- **Exercise goal**
Across the listing below, how many lines contain "approved"? Answer with the number and nothing else.

- **Records for this exercise**

PR #3876, opened 2019-02-11
Collect transcoding results

bidzyyys:


apps/transcoding/task.py
```diff
@@ -92,18 +89,22 @@ def initialize(self, dir_manager: DirManager):
...
             super(TranscodingTask, self).accept_results(subtask_id,
                                                         result_files)
+            # TODO remove these logs
+            for idx, result in enumerate(result_files):
+                logger.info("Result[{}]: {}".format(idx, result))
+
             self.num_tasks_received += 1
 
     def _get_next_subtask(self):
+        # with self.lock:
```
weaselix: uncomment it, please.

golem/verificator/ffmpeg_verifier.py
```diff
@@ -1,7 +1,55 @@
+import logging
+import os
+
 from golem.verificator import CoreVerifier
+from golem.verificator.verifier import SubtaskVerificationState
+
+logger = logging.getLogger("apps.ffmpeg")
```
weaselix: logger = logging.getLogger(\_\_name\_\_)

golem/verificator/ffmpeg_verifier.py
```diff
@@ -1,7 +1,55 @@
...
+            self.message = "Missing results in verification_data"
+        except RuntimeError:
+            self.message = "No results from provider"
+        except FileNotFoundError:
+            self.results.clear()
+            self.message = "No proper task result found"
+
+        return verdict
+
+    @staticmethod
```
rkondziolka: why do you decorate that method as static?

golem/verificator/ffmpeg_verifier.py
```diff
@@ -1,7 +1,55 @@
...
+        if not results:
+            raise RuntimeError
+
+        for result in results:
+            self._check_file_existence(result)
+            self.results.append(result)
+
+        return True
+
+    @staticmethod
```
rkondziolka: why do you decorate that method as static?

golem/verificator/ffmpeg_verifier.py
```diff
@@ -1,7 +1,55 @@
...
+    def _get_result_info(verification_data):
+        return verification_data["results"]
+
+    def _check_results(self, results):
+        if not results:
+            raise RuntimeError
+
+        for result in results:
+            self._check_file_existence(result)
```
weaselix: why do you check existence of result files? It is done by your supermethod (CoreVerifier.simple_verification). Use it and to avoid repeating.

golem/verificator/ffmpeg_verifier.py
```diff
@@ -1,7 +1,55 @@
...
+
+        return verdict
+
+    @staticmethod
+    def _get_result_info(verification_data):
+        return verification_data["results"]
+
+    def _check_results(self, results):
+        if not results:
+            raise RuntimeError
```
weaselix: It is done by your supermethod (CoreVerifier.simple_verification). Try to use it.
By the way:
1. Don't raise exception and catch it immediately 
2. don't raise RuntimeError in such situation.

tests/golem/docker/test_docker_manager.py
```diff
@@ -303,9 +303,9 @@ def command(key, *args, **kwargs):
 
         from apps.core import nvgpu
         if nvgpu.is_supported():
-            expected = 6
+            expected = 7
         else:
-            expected = 4
+            expected = 5
```
weaselix, line 308: why do you need edit test_docker_manager?

tests/golem/verificator/test_ffmpeg_verifier.py
```diff
@@ -0,0 +1,90 @@
+from os import remove
```
weaselix, line 1: Could you test accept_results in different scenarios? (like, two subtasks and there are valid and all expected files for the first one and there is something lacking for the second one)

apps/transcoding/task.py
bidzyyys: Ok

tests/golem/docker/test_docker_manager.py
bidzyyys: Because of failing tests - you've added FFmpeg docker image

weaselix: ok, I did not know that it is necessary.

golem/verificator/ffmpeg_verifier.py
bidzyyys: Ok

apps/transcoding/task.py
bidzyyys: It causes deadlock (`test_query_extra_data`), fix it by yourself @rkondziolka

weaselix: Actually, `query_extra_data` acquires that lock, so just remove that line.

Issue #3862, opened 2019-02-07
Delete outdated tasks before exposing tasks to clients


kmazurek:
Related to: #3807

When the field `clean_tasks_older_than_seconds` in client config is set to a value larger than 0, tasks older than their deadline + config value will be deleted.

In its current form, deleting tasks is done by calling [`clean_old_tasks`](https://github.com/golemfactory/golem/blob/85fea6dabb190102add7f2fb79aa0d70538e5f49/golem/client.py#L1162). This requires the tasks to be restored and loaded into task manager, making them available to clients and other parts of golem core.

This leads to a race condition - if a list of tasks is requested before cleaning old tasks is finished, the list will include tasks which are no longer available in golem core.

Fixing this will most likely require changing the task deletion mechanism to not require exposing tasks in task manager.

PR #3878, opened 2019-02-11
Prevent loading default clean interval from old config

kmazurek:
Related to: #3862

Adds a client config field which controls whether tasks and resources
should be cleaned periodically based on their age. This ensures that
deleting outdated tasks is disabled by default, regardless of the client
config from previous versions.


shadeofblue (approved):
I believe it's okay... though - shouldn't there be a test accompanying the change ?

jiivan (approved):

- **Answer for the task**
2